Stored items
::::::

PR #6649, opened 2025-04-25
Introduce configuration "atLeastOne" for getting tags and flavors

### LINKED ISSUE #3530: `source-flavor` and `source-tags` are falsely required for some operations
**Describe the bug**

Many operations now use `.getTagsAndFlavors` to parse `source-flavor` and `source-tags`. When there should only be one flavor/tag, `Configuration.one` can be used. However, this strictly requires there to be exactly one configured flavor/tag. This is not always desired.

In my particular case, I configured `segmentpreviews` only with `source-tags` and no `source-flavor` which caused the following exception:

```
2022-03-15 11:03:26,314 | ERROR | (WorkflowOperationWorker:141) - Workflow operation 'operation:'segmentpreviews', position:132, state:'FAILED'' failed
org.opencastproject.workflow.api.WorkflowOperationException: Configuration key 'source-flavor' must be set
    at org.opencastproject.workflow.api.AbstractWorkflowOperationHandler.getTagsAndFlavors(AbstractWorkflowOperationHandler.java:428) ~[!/:?]
    at org.opencastproject.workflow.handler.composer.SegmentPreviewsWorkflowOperationHandler.createPreviews(SegmentPreviewsWorkflowOperationHandler.java:172) ~[?:?]
    at org.opencastproject.workflow.handler.composer.SegmentPreviewsWorkflowOperationHandler.start(SegmentPreviewsWorkflowOperationHandler.java:145) ~[?:?]
    at org.opencastproject.workflow.impl.WorkflowOperationWorker.start(WorkflowOperationWorker.java:193) ~[!/:?]
    at org.opencastproject.workflow.impl.WorkflowOperationWorker.execute(WorkflowOperationWorker.java:116) [!/:?]
    at org.opencastproject.workflow.impl.WorkflowServiceImpl.runWorkflowOperation(WorkflowServiceImpl.java:804) [!/:?]
    at org.opencastproject.workflow.impl.WorkflowServiceImpl.process(WorkflowServiceImpl.java:1841) [!/:?]
    at org.opencastproject.workflow.impl.WorkflowServiceImpl$JobRunner.call(WorkflowServiceImpl.java:2280) [!/:?]
    at org.opencastproject.workflow.impl.WorkflowServiceImpl$JobRunner.call(WorkflowServiceImpl.java:2246) [!/:?]
```

I'm not sure if the best way would be to change the meaning of `Configuration.one` to one or zero. Maybe add another enum entry?

**Environment Information**
 - Opencast version with minor release 11.4

Arnei:
My suggestion on how to fix #3530.

Most workflow operation handlers use `.getTagsAndFlavors` to parse tags and flavors (and if they don't they probably should). The `Configuration` arguments determine whether there should be zero, exactly one or an arbitrary amount of e.g. source flavors.

This commit introduces a new `Configuration` option called "atLeastOne", so that there for example must be at least one source flavor or more, but not zero.

This commit also introduces a new parameter list for `.getTagsAndFlavors` where the `Configuration` for both source tags and source flavors can be specified together. This means that the configuration will be applied to the sum of source tags and source flavors. I imagine this will mostly be used in combination with "atLeastOne", for WOHs that want at least one source flavor or tag specified, but don't particularly care which one.

### How to test this patch

Modify the segmentpreviews operation in the fast workflow with different combinations of source flavors and source tags. (Be sure to choose a presentation video long enough for segment-video to generate segments).

### Your pull request should…

* [ ] have a concise title
* [ ] pass automated tests

### DIFF
--- a/modules/composer-workflowoperation/src/main/java/org/opencastproject/workflow/handler/composer/SegmentPreviewsWorkflowOperationHandler.java
+++ b/modules/composer-workflowoperation/src/main/java/org/opencastproject/workflow/handler/composer/SegmentPreviewsWorkflowOperationHandler.java
@@ -193,7 +193,7 @@ public class SegmentPreviewsWorkflowOperationHandler extends AbstractWorkflowOpe
     // Read the configuration properties
     ConfiguredTagsAndFlavors tagsAndFlavors = getTagsAndFlavors(wi,
         Configuration.atLeastOne, Configuration.many, Configuration.one);
-    MediaPackageElementFlavor sourceVideoFlavor = tagsAndFlavors.getSingleSrcFlavor();
+    List<MediaPackageElementFlavor> sourceVideoFlavors = tagsAndFlavors.getSrcFlavors();
     List<String> sourceTagSet = tagsAndFlavors.getSrcTags();
     ConfiguredTagsAndFlavors.TargetTags targetImageTags = tagsAndFlavors.getTargetTags();
     MediaPackageElementFlavor targetImageFlavor = tagsAndFlavors.getSingleTargetFlavor();
@@ -208,7 +208,9 @@ public class SegmentPreviewsWorkflowOperationHandler extends AbstractWorkflowOpe
 
     // Select the tracks based on the tags and flavors
     TrackSelector trackSelector = new TrackSelector();
-    trackSelector.addFlavor(sourceVideoFlavor);
+    for (MediaPackageElementFlavor flavor : sourceVideoFlavors) {
+      trackSelector.addFlavor(flavor);
+    }
     for (String tag : sourceTagSet) {
       trackSelector.addTag(tag);
     }
--- a/modules/composer-workflowoperation/src/main/java/org/opencastproject/workflow/handler/composer/SegmentPreviewsWorkflowOperationHandler.java
+++ b/modules/composer-workflowoperation/src/main/java/org/opencastproject/workflow/handler/composer/SegmentPreviewsWorkflowOperationHandler.java
@@ -225,7 +225,7 @@ public class SegmentPreviewsWorkflowOperationHandler extends AbstractWorkflowOpe
 
     if (videoTrackSet.size() == 0) {
       logger.debug("Mediapackage {} has no suitable tracks to extract images based on tags {} and flavor {}",
-              mediaPackage, sourceTagSet, sourceVideoFlavor);
+              mediaPackage, sourceTagSet, sourceVideoFlavors);
       return createResult(mediaPackage, Action.CONTINUE);
     } else {
 
--- a/modules/composer-workflowoperation/src/main/java/org/opencastproject/workflow/handler/composer/SegmentPreviewsWorkflowOperationHandler.java
+++ b/modules/composer-workflowoperation/src/main/java/org/opencastproject/workflow/handler/composer/SegmentPreviewsWorkflowOperationHandler.java
@@ -192,7 +192,7 @@ public class SegmentPreviewsWorkflowOperationHandler extends AbstractWorkflowOpe
 
     // Read the configuration properties
     ConfiguredTagsAndFlavors tagsAndFlavors = getTagsAndFlavors(wi,
-        Configuration.many, Configuration.one, Configuration.many, Configuration.one);
+        Configuration.atLeastOne, Configuration.many, Configuration.one);
     MediaPackageElementFlavor sourceVideoFlavor = tagsAndFlavors.getSingleSrcFlavor();
     List<String> sourceTagSet = tagsAndFlavors.getSrcTags();
     ConfiguredTagsAndFlavors.TargetTags targetImageTags = tagsAndFlavors.getTargetTags();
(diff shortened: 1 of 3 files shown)


modules/workflow-service-api/src/main/java/org/opencastproject/workflow/api/AbstractWorkflowOperationHandler.java
```diff
@@ -498,21 +530,15 @@ protected ConfiguredTagsAndFlavors getTagsAndFlavors(WorkflowInstance workflow,
...
-          targetFlavorList.add(flavor);
+      case atLeastOne:
+        targetFlavorList = getFlavors(operation, TARGET_FLAVORS, TARGET_FLAVOR);
+        if (targetTagList.isEmpty()) {
+          throw new WorkflowOperationException("Configuration key '" + TARGET_FLAVORS + "' or '" + TARGET_FLAVOR + "' must be set");
         }
         break;
+      case many:
+        targetFlavorList = getFlavors(operation, TARGET_FLAVORS, TARGET_FLAVOR);
+        break;
```
gregorydlogan, line 549:
```suggestion
        targetTagMap = parseTargetTagsByType(targetTagList);
        break;
```

modules/workflow-service-api/src/main/java/org/opencastproject/workflow/api/AbstractWorkflowOperationHandler.java
```diff
@@ -498,21 +530,15 @@ protected ConfiguredTagsAndFlavors getTagsAndFlavors(WorkflowInstance workflow,
...
-            flavor = MediaPackageElementFlavor.parseFlavor(elem);
-          } catch (IllegalArgumentException e) {
-            throw new WorkflowOperationException(elem + " is not a valid flavor!");
-          }
-          targetFlavorList.add(flavor);
+      case atLeastOne:
+        targetFlavorList = getFlavors(operation, TARGET_FLAVORS, TARGET_FLAVOR);
+        if (targetTagList.isEmpty()) {
+          throw new WorkflowOperationException("Configuration key '" + TARGET_FLAVORS + "' or '" + TARGET_FLAVOR + "' must be set");
         }
```
gregorydlogan, line 545:
```suggestion
        }
        targetTagMap = parseTargetTagsByType(targetTagList);
```

gregorydlogan (changes requested):
This fixes the ~compile~test issues.  Still working on testing, but it looks like it should work.

modules/composer-workflowoperation/src/main/java/org/opencastproject/workflow/handler/composer/SegmentPreviewsWorkflowOperationHandler.java
```diff
@@ -192,7 +192,7 @@ private WorkflowOperationResult createPreviews(final MediaPackage mediaPackage,
 
     // Read the configuration properties
     ConfiguredTagsAndFlavors tagsAndFlavors = getTagsAndFlavors(wi,
-        Configuration.many, Configuration.one, Configuration.many, Configuration.one);
+        Configuration.atLeastOne, Configuration.many, Configuration.one);
     MediaPackageElementFlavor sourceVideoFlavor = tagsAndFlavors.getSingleSrcFlavor();
```
jduehring: Line 196 still leads to an error if no `source-flavor` is specified, even though one `source-tag` should be sufficient.

I suggest to handle it like the tags and get a list of all flavors (including empty list, if no flavors exist) and adding these to the TrackSelector.

jduehring:
```suggestion
    List<MediaPackageElementFlavor> sourceVideoFlavors = tagsAndFlavors.getSrcFlavors();
```

modules/composer-workflowoperation/src/main/java/org/opencastproject/workflow/handler/composer/SegmentPreviewsWorkflowOperationHandler.java
jduehring:
```suggestion
    for (MediaPackageElementFlavor flavor : sourceVideoFlavors) {
      trackSelector.addFlavor(flavor);
    }
```

jduehring (commented):
I tried to test different combinations of `source-flavors` and `source-tags` as you suggested. Seemed to mostly work fine.
But only specifiying one `source-tag` still leads to an error, even though this should work if I understood the initial issue correctly. 

We should also probably check the docs and describe in the WOHs how many tags/flavors are expected/required in each operation.

modules/composer-workflowoperation/src/main/java/org/opencastproject/workflow/handler/composer/SegmentPreviewsWorkflowOperationHandler.java
Arnei: Thanks for the review. I applied your suggestions.

modules/workflow-service-api/src/main/java/org/opencastproject/workflow/api/AbstractWorkflowOperationHandler.java
Arnei: Could you elaborate?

::::::

→ What you have to do
Your answer must consist solely of the lines from the top of the entries above through the line containing "Many operations now", copied exactly, both ends included.

→ Answer box
PR #6649, opened 2025-04-25
Introduce configuration "atLeastOne" for getting tags and flavors

### LINKED ISSUE #3530: `source-flavor` and `source-tags` are falsely required for some operations
**Describe the bug**

Many operations now use `.getTagsAndFlavors` to parse `source-flavor` and `source-tags`. When there should only be one flavor/tag, `Configuration.one` can be used. However, this strictly requires there to be exactly one configured flavor/tag. This is not always desired.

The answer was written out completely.